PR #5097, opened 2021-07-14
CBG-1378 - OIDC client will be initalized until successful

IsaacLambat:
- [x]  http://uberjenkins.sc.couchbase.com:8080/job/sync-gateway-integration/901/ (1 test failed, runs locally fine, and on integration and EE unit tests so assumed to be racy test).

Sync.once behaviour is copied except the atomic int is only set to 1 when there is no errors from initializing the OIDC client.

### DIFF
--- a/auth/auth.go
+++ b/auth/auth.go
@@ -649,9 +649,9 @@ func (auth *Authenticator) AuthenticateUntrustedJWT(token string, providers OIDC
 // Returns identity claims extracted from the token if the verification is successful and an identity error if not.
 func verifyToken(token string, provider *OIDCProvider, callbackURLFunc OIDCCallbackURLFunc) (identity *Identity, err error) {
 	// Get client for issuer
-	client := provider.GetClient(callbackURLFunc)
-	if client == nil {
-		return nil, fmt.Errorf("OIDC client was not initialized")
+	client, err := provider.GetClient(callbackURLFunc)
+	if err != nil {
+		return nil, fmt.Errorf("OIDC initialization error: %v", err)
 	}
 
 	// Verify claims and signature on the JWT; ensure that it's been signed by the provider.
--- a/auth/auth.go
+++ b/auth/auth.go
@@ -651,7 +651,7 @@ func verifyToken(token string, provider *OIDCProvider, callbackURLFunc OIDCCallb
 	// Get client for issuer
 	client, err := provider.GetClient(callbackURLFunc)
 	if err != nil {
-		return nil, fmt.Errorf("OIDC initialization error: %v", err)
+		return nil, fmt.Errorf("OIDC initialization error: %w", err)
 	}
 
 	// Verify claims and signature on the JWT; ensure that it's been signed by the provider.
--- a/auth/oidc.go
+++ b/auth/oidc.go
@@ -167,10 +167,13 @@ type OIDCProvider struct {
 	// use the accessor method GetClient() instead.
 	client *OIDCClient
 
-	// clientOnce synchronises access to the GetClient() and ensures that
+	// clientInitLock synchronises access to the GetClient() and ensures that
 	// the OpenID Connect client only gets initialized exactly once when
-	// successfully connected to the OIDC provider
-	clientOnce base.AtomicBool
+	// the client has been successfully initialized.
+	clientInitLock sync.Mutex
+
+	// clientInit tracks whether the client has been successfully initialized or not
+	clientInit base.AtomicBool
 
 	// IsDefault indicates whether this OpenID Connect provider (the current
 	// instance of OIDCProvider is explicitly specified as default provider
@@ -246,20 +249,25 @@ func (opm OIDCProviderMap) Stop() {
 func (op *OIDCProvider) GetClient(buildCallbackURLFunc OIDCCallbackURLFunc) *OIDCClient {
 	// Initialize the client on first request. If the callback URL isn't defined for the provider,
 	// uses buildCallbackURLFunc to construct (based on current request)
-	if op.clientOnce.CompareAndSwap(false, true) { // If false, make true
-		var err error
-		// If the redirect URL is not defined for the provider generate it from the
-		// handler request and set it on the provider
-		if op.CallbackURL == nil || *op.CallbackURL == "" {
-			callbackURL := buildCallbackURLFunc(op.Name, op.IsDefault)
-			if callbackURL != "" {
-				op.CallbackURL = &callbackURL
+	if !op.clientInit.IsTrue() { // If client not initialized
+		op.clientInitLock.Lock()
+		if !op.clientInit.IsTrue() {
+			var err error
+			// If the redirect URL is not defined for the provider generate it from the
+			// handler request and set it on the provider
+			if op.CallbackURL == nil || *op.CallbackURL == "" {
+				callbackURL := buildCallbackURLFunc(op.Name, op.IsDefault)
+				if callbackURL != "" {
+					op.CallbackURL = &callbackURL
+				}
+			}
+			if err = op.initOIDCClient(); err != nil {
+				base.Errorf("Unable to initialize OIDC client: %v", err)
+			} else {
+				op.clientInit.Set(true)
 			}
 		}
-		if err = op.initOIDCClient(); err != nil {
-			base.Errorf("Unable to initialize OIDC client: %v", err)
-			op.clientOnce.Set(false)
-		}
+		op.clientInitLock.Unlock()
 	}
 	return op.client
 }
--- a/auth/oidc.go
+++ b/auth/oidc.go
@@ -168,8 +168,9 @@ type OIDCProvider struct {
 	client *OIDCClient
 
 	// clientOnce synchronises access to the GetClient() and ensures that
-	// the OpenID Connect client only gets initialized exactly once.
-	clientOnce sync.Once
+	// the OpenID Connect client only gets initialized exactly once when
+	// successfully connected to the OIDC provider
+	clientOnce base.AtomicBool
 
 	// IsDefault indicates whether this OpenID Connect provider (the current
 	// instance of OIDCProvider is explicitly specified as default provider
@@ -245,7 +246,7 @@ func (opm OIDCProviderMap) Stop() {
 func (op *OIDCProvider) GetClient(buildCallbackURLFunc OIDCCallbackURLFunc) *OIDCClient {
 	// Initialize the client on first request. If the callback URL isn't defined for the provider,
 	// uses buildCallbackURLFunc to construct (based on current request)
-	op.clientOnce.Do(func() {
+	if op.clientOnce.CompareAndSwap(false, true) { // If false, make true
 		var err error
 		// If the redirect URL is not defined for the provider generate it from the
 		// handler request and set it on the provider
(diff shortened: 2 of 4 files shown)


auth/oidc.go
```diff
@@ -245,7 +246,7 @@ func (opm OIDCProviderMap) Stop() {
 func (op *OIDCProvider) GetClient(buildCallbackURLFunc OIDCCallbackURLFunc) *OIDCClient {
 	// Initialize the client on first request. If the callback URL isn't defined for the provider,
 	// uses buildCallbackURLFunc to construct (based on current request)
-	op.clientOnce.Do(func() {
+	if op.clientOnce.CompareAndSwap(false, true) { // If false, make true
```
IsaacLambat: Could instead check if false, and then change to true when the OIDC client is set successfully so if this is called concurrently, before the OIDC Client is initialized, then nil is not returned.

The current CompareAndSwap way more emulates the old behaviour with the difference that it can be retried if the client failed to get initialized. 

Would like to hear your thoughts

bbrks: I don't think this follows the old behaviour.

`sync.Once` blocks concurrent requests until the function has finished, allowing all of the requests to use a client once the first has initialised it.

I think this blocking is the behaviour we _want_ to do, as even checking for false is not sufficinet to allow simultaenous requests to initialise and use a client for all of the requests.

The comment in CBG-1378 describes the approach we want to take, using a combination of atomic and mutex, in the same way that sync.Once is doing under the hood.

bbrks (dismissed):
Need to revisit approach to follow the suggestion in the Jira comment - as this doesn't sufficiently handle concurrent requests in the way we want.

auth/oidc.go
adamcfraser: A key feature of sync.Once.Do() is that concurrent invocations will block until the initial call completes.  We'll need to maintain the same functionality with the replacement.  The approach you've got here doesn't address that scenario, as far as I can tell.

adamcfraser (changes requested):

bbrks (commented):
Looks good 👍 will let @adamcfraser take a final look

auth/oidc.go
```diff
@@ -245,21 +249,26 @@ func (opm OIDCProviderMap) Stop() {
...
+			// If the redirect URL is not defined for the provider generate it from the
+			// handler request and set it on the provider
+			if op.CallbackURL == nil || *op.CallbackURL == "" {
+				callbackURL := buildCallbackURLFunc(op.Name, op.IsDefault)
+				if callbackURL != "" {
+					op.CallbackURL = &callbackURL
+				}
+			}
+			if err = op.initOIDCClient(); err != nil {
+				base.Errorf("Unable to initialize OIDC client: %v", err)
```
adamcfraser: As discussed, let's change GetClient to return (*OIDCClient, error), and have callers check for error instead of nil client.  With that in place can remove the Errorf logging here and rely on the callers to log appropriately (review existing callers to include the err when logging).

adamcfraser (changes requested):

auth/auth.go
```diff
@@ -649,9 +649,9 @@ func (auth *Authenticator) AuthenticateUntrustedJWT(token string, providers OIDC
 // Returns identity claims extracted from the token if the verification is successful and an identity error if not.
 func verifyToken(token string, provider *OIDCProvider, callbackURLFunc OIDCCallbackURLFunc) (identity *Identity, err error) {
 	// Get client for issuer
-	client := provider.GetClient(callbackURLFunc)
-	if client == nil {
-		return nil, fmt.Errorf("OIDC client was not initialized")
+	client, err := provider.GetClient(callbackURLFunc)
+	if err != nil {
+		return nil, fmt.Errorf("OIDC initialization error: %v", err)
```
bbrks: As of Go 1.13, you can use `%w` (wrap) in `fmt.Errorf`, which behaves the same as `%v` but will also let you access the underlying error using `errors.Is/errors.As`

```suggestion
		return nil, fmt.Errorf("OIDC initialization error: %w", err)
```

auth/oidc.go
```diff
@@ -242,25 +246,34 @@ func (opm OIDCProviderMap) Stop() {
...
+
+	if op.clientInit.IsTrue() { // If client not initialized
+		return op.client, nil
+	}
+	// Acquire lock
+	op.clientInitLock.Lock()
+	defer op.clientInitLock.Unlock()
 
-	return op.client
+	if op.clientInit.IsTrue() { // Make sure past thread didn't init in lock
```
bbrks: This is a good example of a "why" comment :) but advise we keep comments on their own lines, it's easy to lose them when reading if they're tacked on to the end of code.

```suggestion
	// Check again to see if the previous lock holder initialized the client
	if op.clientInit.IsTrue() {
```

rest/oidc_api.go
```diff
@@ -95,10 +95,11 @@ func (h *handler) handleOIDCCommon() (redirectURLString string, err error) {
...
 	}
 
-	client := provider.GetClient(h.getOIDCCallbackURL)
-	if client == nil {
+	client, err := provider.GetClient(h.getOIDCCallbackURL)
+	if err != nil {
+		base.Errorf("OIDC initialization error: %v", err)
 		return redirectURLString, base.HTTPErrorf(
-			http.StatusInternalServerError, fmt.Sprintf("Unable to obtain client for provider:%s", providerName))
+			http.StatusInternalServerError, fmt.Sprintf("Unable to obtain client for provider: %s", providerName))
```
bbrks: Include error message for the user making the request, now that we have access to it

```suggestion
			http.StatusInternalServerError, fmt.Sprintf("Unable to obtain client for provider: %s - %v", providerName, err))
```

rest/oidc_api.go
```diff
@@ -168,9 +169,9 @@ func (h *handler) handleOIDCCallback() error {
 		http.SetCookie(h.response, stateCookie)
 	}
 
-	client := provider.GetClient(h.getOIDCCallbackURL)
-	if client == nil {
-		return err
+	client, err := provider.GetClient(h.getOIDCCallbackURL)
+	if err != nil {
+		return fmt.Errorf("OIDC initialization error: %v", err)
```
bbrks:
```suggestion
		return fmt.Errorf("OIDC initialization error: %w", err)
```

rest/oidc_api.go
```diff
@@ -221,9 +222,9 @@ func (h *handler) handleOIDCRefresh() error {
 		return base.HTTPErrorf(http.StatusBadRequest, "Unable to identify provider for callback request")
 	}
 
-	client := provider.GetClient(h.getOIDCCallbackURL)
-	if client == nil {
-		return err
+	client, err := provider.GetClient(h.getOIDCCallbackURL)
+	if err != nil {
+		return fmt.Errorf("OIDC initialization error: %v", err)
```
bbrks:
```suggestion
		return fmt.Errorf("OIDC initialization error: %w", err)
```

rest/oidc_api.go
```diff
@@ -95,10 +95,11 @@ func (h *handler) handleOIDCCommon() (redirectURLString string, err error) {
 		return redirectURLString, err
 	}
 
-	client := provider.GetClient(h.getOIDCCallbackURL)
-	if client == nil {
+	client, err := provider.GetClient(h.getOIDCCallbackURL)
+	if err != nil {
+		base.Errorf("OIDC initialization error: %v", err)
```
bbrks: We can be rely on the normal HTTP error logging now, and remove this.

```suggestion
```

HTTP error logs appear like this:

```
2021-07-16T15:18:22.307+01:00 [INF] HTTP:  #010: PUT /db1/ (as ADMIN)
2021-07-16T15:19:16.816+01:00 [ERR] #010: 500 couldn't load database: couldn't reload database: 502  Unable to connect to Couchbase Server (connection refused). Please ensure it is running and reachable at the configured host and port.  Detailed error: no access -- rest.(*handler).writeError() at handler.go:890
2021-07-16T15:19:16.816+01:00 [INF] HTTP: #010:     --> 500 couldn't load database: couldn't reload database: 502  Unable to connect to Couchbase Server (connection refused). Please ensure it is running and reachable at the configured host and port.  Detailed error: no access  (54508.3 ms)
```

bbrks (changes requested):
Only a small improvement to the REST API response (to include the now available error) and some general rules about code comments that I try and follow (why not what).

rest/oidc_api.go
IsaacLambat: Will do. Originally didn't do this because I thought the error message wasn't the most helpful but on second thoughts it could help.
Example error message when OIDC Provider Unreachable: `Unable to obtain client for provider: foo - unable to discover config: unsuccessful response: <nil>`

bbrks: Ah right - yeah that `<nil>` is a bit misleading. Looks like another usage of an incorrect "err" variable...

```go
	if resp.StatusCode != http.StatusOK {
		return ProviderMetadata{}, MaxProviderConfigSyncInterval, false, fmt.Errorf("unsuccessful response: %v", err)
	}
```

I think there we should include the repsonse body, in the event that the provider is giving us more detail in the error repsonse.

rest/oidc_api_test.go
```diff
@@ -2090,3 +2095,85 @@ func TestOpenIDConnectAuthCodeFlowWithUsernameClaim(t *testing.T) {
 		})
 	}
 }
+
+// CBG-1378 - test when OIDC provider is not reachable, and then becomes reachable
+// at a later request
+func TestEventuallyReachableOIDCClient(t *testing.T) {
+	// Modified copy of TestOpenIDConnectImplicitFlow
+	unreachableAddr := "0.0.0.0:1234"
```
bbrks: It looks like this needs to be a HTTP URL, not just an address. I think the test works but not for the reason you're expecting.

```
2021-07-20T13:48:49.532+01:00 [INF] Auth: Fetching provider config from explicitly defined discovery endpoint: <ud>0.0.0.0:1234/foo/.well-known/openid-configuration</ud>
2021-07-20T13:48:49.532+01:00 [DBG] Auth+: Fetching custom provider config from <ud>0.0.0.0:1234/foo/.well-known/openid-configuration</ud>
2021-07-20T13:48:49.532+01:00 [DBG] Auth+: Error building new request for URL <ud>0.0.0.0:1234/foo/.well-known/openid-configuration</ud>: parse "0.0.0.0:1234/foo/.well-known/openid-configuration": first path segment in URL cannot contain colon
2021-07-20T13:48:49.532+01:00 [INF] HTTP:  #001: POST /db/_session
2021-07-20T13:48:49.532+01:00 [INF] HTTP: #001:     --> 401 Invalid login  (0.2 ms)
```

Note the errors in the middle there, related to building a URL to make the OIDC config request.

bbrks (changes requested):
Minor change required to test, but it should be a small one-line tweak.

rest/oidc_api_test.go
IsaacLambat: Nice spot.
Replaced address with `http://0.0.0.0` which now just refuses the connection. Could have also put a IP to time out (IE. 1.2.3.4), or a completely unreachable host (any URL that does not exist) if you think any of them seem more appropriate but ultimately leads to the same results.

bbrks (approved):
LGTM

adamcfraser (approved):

__________

### Problem to work on
Lines in the records above that carry the word "configuration" are to be located and copied.

### Response for this exercise
2021-07-20T13:48:49.532+01:00 [INF] Auth: Fetching provider config from explicitly defined discovery endpoint: <ud>0.0.0.0:1234/foo/.well-known/openid-configuration</ud>
2021-07-20T13:48:49.532+01:00 [DBG] Auth+: Fetching custom provider config from <ud>0.0.0.0:1234/foo/.well-known/openid-configuration</ud>
2021-07-20T13:48:49.532+01:00 [DBG] Auth+: Error building new request for URL <ud>0.0.0.0:1234/foo/.well-known/openid-configuration</ud>: parse "0.0.0.0:1234/foo/.well-known/openid-configuration": first path segment in URL cannot contain colon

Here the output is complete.